# [Work order]
Line by line, repeat the material below without any deviation.

──────── Listed records ────────

PR #462, opened 2023-01-13
examples(swarmion-full-stack): add exported files to shared library

guillaumeduboc:
Handled file types :

- [x] svg
- [x] png
- [x] jpg 
- [x] webp

### DIFF
--- a/examples/swarmion-full-stack/frontend/shared/src/components/NotFound/__tests__/NotFound.test.tsx
+++ b/examples/swarmion-full-stack/frontend/shared/src/components/NotFound/__tests__/NotFound.test.tsx
@@ -2,13 +2,6 @@ import { render, screen } from '@testing-library/react';
 
 import NotFound from '../NotFound';
 
-vi.mock('assets', () => ({
-  NotFoundIcon: 'svg',
-  notFoundJpgUrl: 'jpg',
-  notFoundPngUrl: 'png',
-  notFoundWebpUrl: 'webp',
-}));
-
 describe('NotFound component', () => {
   it("should display the heading 'Page not found'", () => {
     render(<NotFound />);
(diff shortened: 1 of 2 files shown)


examples/swarmion-full-stack/frontend/shared/src/assets/icons/assetAsString.d.ts
```diff
@@ -0,0 +1,12 @@
+declare module '*.png' {
```
fargito, line 1: Hmm, is this the place for this declaration?

adriencaccia:
I think we should have an example for exposing things like `png`, `jpg` or `webp` files.
Here with the `svgr` plugin, all `.svg` files are directly loaded into the `js` code.

examples/swarmion-full-stack/frontend/shared/src/assets/icons/assetAsString.d.ts
guillaumeduboc: @fargito where would you rather put it ?

guillaumeduboc:
Latest screenshot : 2023-01-13

Capture d’écran 2023-01-13 à 18 17 47

examples/swarmion-full-stack/frontend/shared/src/components/NotFound/__tests__/NotFound.test.tsx
```diff
@@ -2,6 +2,13 @@ import { render, screen } from '@testing-library/react';
 
 import NotFound from '../NotFound';
 
+vi.mock('assets', () => ({
+  NotFoundIcon: 'svg',
+  notFoundJpgUrl: 'jpg',
+  notFoundPngUrl: 'png',
+  notFoundWebpUrl: 'webp',
+}));
```
adriencaccia, line 10: Let's go and try to find a way to always mock `*.{svg,jpg,png,webp}` files. It should be done automatically instead of doing it in every test files.

adriencaccia (changes requested):

adriencaccia (approved):
This is good enough for now, thanks @guillaumeduboc 🎉

PR #466, opened 2023-01-16
feat: use nx subtargets for test commands

### LINKED ISSUE #448: Make the root `test` target use sub targets' nx cache
Currently, if we run

`pnpm test-linter` at the root of the workspace, then run `pnpm test`, the `test` target does not make use of the `test-linter` nx cache.

We could remove the `test` target in workspaces, and keep the `test` target in root, which would only call 
```
 nx run-many --targets=test-linter,test-type,test-circular,test-unit --all
```
[relevant nx example (last one)](https://nx.dev/packages/nx/documents/run-many#examples)

What do you think ?

fargito:
Fixes #448 

- use the test subcommands in order to improve nx cache for tests
- align all `nx.json` configurations


examples/swarmion-full-stack/nx.json
```diff
@@ -5,9 +5,9 @@
       "runner": "nx/tasks-runners/default",
       "options": {
         "cacheableOperations": [
+          "bootstrap",
```
guillaumeduboc, line 8: can nx cache a script that is not a target ?

adriencaccia (approved):

examples/swarmion-full-stack/nx.json
fargito: Yes, it will simply not run it

PR #478, opened 2023-01-18
feat(nx-plugin): add CDK service generator

fargito:


packages/nx-plugin/schemas/cdk-service/files/resources/index.ts__tmpl__
```diff
@@ -0,0 +1,24 @@
...
+import { App } from 'aws-cdk-lib';
+import dotenv from 'dotenv';
+
+import {
+  defaultEnvironment,
+  region,
+  sharedParams,
+} from '@<%= workspaceName %>/serverless-configuration';
+
+import { <%= capitalize(pascalName) %>Stack } from './stack';
```
adriencaccia, line 12: `pascalName` should already have the first letter capitalized since it comes from `className`:
image

adriencaccia: I tested it, and it works!
So you can remove the `capitalize` function and its uses

adriencaccia (changes requested):
Huge work 💪 

I have a small feedback 😉

packages/nx-plugin/schemas/cdk-service/files/resources/index.ts__tmpl__
fargito: Indeed! I removed this

adriencaccia (approved):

────────

# [Answer area]
PR #462, opened 2023-01-13
examples(swarmion-full-stack): add exported files to shared library

guillaumeduboc:
Handled file types :

- [x] svg
- [x] png
- [x] jpg 
- [x] webp

### DIFF
--- a/examples/swarmion-full-stack/frontend/shared/src/components/NotFound/__tests__/NotFound.test.tsx
+++ b/examples/swarmion-full-stack/frontend/shared/src/components/NotFound/__tests__/NotFound.test.tsx
@@ -2,13 +2,6 @@ import { render, screen } from '@testing-library/react';
 
 import NotFound from '../NotFound';
 
-vi.mock('assets', () => ({
-  NotFoundIcon: 'svg',
-  notFoundJpgUrl: 'jpg',
-  notFoundPngUrl: 'png',
-  notFoundWebpUrl: 'webp',
-}));
-
 describe('NotFound component', () => {
   it("should display the heading 'Page not found'", () => {
     render(<NotFound />);
(diff shortened: 1 of 2 files shown)


examples/swarmion-full-stack/frontend/shared/src/assets/icons/assetAsString.d.ts
```diff
@@ -0,0 +1,12 @@
+declare module '*.png' {
```
fargito, line 1: Hmm, is this the place for this declaration?

adriencaccia:
I think we should have an example for exposing things like `png`, `jpg` or `webp` files.
Here with the `svgr` plugin, all `.svg` files are directly loaded into the `js` code.

examples/swarmion-full-stack/frontend/shared/src/assets/icons/assetAsString.d.ts
guillaumeduboc: @fargito where would you rather put it ?

guillaumeduboc:
Latest screenshot : 2023-01-13

Capture d’écran 2023-01-13 à 18 17 47

examples/swarmion-full-stack/frontend/shared/src/components/NotFound/__tests__/NotFound.test.tsx
```diff
@@ -2,6 +2,13 @@ import { render, screen } from '@testing-library/react';
 
 import NotFound from '../NotFound';
 
+vi.mock('assets', () => ({
+  NotFoundIcon: 'svg',
+  notFoundJpgUrl: 'jpg',
+  notFoundPngUrl: 'png',
+  notFoundWebpUrl: 'webp',
+}));
```
adriencaccia, line 10: Let's go and try to find a way to always mock `*.{svg,jpg,png,webp}` files. It should be done automatically instead of doing it in every test files.

adriencaccia (changes requested):

adriencaccia (approved):
This is good enough for now, thanks @guillaumeduboc 🎉

PR #466, opened 2023-01-16
feat: use nx subtargets for test commands

### LINKED ISSUE #448: Make the root `test` target use sub targets' nx cache
Currently, if we run

`pnpm test-linter` at the root of the workspace, then run `pnpm test`, the `test` target does not make use of the `test-linter` nx cache.

We could remove the `test` target in workspaces, and keep the `test` target in root, which would only call 
```
 nx run-many --targets=test-linter,test-type,test-circular,test-unit --all
```
[relevant nx example (last one)](https://nx.dev/packages/nx/documents/run-many#examples)

What do you think ?

fargito:
Fixes #448 

- use the test subcommands in order to improve nx cache for tests
- align all `nx.json` configurations


examples/swarmion-full-stack/nx.json
```diff
@@ -5,9 +5,9 @@
       "runner": "nx/tasks-runners/default",
       "options": {
         "cacheableOperations": [
+          "bootstrap",
```
guillaumeduboc, line 8: can nx cache a script that is not a target ?

adriencaccia (approved):

examples/swarmion-full-stack/nx.json
fargito: Yes, it will simply not run it

PR #478, opened 2023-01-18
feat(nx-plugin): add CDK service generator

fargito:


packages/nx-plugin/schemas/cdk-service/files/resources/index.ts__tmpl__
```diff
@@ -0,0 +1,24 @@
...
+import { App } from 'aws-cdk-lib';
+import dotenv from 'dotenv';
+
+import {
+  defaultEnvironment,
+  region,
+  sharedParams,
+} from '@<%= workspaceName %>/serverless-configuration';
+
+import { <%= capitalize(pascalName) %>Stack } from './stack';
```
adriencaccia, line 12: `pascalName` should already have the first letter capitalized since it comes from `className`:
image

adriencaccia: I tested it, and it works!
So you can remove the `capitalize` function and its uses

adriencaccia (changes requested):
Huge work 💪 

I have a small feedback 😉

packages/nx-plugin/schemas/cdk-service/files/resources/index.ts__tmpl__
fargito: Indeed! I removed this

adriencaccia (approved):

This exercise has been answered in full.